Provided entries:
________________

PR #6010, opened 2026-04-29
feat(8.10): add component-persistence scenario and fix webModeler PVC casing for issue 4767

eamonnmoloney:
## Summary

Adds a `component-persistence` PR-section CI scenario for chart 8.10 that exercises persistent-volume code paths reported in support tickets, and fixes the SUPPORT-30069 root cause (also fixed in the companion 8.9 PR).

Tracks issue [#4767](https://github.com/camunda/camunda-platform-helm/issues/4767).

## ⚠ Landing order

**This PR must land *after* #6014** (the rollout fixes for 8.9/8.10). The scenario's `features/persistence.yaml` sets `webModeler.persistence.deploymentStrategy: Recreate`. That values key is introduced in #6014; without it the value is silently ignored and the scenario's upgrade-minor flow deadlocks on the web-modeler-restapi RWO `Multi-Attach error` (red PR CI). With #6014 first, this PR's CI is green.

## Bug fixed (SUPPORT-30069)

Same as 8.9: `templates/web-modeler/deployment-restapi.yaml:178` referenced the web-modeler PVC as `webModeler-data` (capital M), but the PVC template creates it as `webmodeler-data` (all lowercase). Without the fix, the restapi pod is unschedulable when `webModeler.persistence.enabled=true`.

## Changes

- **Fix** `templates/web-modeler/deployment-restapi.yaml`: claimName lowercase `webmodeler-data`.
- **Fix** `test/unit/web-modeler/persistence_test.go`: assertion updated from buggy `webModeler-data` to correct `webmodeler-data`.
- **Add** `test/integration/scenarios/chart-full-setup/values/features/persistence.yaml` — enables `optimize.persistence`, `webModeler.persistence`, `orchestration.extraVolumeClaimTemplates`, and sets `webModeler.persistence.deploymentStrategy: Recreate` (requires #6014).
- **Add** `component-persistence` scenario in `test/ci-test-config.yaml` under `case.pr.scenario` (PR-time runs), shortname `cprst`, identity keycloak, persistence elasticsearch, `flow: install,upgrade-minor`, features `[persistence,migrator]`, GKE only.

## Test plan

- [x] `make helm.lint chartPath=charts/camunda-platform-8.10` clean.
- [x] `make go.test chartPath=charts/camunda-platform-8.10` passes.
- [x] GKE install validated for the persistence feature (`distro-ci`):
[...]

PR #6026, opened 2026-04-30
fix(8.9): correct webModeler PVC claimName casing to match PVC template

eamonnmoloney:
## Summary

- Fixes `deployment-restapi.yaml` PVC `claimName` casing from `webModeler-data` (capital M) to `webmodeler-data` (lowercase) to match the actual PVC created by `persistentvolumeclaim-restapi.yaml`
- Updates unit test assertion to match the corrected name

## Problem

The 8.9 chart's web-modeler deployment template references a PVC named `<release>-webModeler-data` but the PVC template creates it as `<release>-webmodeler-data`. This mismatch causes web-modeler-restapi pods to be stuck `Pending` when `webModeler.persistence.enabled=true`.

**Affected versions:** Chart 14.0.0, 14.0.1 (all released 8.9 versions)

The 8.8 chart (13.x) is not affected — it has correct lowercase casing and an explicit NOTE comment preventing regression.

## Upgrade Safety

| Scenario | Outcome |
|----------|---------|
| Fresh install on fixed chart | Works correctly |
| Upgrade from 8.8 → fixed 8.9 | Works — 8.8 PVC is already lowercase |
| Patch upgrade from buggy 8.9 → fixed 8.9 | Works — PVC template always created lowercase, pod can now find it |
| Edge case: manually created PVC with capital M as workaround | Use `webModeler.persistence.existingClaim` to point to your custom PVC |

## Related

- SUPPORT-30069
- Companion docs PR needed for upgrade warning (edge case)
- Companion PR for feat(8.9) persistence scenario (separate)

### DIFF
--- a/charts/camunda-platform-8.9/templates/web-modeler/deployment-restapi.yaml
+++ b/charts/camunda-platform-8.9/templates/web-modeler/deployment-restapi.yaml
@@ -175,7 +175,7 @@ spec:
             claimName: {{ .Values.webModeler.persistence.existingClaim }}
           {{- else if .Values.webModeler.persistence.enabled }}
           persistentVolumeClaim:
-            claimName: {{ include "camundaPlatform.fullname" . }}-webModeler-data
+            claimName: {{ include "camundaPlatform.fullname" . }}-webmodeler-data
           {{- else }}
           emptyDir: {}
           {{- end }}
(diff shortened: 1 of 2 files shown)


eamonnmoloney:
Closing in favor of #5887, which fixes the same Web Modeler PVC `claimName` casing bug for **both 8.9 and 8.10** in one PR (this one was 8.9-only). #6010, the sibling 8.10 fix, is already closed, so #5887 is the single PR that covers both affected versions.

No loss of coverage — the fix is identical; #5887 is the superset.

________________

Extract the complete listing above, reproducing each line exactly.

PR #6010, opened 2026-04-29
feat(8.10): add component-persistence scenario and fix webModeler PVC casing for issue 4767

eamonnmoloney:
## Summary

Adds a `component-persistence` PR-section CI scenario for chart 8.10 that exercises persistent-volume code paths reported in support tickets, and fixes the SUPPORT-30069 root cause (also fixed in the companion 8.9 PR).

Tracks issue [#4767](https://github.com/camunda/camunda-platform-helm/issues/4767).

## ⚠ Landing order

**This PR must land *after* #6014** (the rollout fixes for 8.9/8.10). The scenario's `features/persistence.yaml` sets `webModeler.persistence.deploymentStrategy: Recreate`. That values key is introduced in #6014; without it the value is silently ignored and the scenario's upgrade-minor flow deadlocks on the web-modeler-restapi RWO `Multi-Attach error` (red PR CI). With #6014 first, this PR's CI is green.

## Bug fixed (SUPPORT-30069)

Same as 8.9: `templates/web-modeler/deployment-restapi.yaml:178` referenced the web-modeler PVC as `webModeler-data` (capital M), but the PVC template creates it as `webmodeler-data` (all lowercase). Without the fix, the restapi pod is unschedulable when `webModeler.persistence.enabled=true`.

## Changes

- **Fix** `templates/web-modeler/deployment-restapi.yaml`: claimName lowercase `webmodeler-data`.
- **Fix** `test/unit/web-modeler/persistence_test.go`: assertion updated from buggy `webModeler-data` to correct `webmodeler-data`.
- **Add** `test/integration/scenarios/chart-full-setup/values/features/persistence.yaml` — enables `optimize.persistence`, `webModeler.persistence`, `orchestration.extraVolumeClaimTemplates`, and sets `webModeler.persistence.deploymentStrategy: Recreate` (requires #6014).
- **Add** `component-persistence` scenario in `test/ci-test-config.yaml` under `case.pr.scenario` (PR-time runs), shortname `cprst`, identity keycloak, persistence elasticsearch, `flow: install,upgrade-minor`, features `[persistence,migrator]`, GKE only.

## Test plan

- [x] `make helm.lint chartPath=charts/camunda-platform-8.10` clean.
- [x] `make go.test chartPath=charts/camunda-platform-8.10` passes.
- [x] GKE install validated for the persistence feature (`distro-ci`):
[...]

PR #6026, opened 2026-04-30
fix(8.9): correct webModeler PVC claimName casing to match PVC template

eamonnmoloney:
## Summary

- Fixes `deployment-restapi.yaml` PVC `claimName` casing from `webModeler-data` (capital M) to `webmodeler-data` (lowercase) to match the actual PVC created by `persistentvolumeclaim-restapi.yaml`
- Updates unit test assertion to match the corrected name

## Problem

The 8.9 chart's web-modeler deployment template references a PVC named `<release>-webModeler-data` but the PVC template creates it as `<release>-webmodeler-data`. This mismatch causes web-modeler-restapi pods to be stuck `Pending` when `webModeler.persistence.enabled=true`.

**Affected versions:** Chart 14.0.0, 14.0.1 (all released 8.9 versions)

The 8.8 chart (13.x) is not affected — it has correct lowercase casing and an explicit NOTE comment preventing regression.

## Upgrade Safety

| Scenario | Outcome |
|----------|---------|
| Fresh install on fixed chart | Works correctly |
| Upgrade from 8.8 → fixed 8.9 | Works — 8.8 PVC is already lowercase |
| Patch upgrade from buggy 8.9 → fixed 8.9 | Works — PVC template always created lowercase, pod can now find it |
| Edge case: manually created PVC with capital M as workaround | Use `webModeler.persistence.existingClaim` to point to your custom PVC |

## Related

- SUPPORT-30069
- Companion docs PR needed for upgrade warning (edge case)
- Companion PR for feat(8.9) persistence scenario (separate)

### DIFF
--- a/charts/camunda-platform-8.9/templates/web-modeler/deployment-restapi.yaml
+++ b/charts/camunda-platform-8.9/templates/web-modeler/deployment-restapi.yaml
@@ -175,7 +175,7 @@ spec:
             claimName: {{ .Values.webModeler.persistence.existingClaim }}
           {{- else if .Values.webModeler.persistence.enabled }}
           persistentVolumeClaim:
-            claimName: {{ include "camundaPlatform.fullname" . }}-webModeler-data
+            claimName: {{ include "camundaPlatform.fullname" . }}-webmodeler-data
           {{- else }}
           emptyDir: {}
           {{- end }}
(diff shortened: 1 of 2 files shown)


eamonnmoloney:
Closing in favor of #5887, which fixes the same Web Modeler PVC `claimName` casing bug for **both 8.9 and 8.10** in one PR (this one was 8.9-only). #6010, the sibling 8.10 fix, is already closed, so #5887 is the single PR that covers both affected versions.

No loss of coverage — the fix is identical; #5887 is the superset.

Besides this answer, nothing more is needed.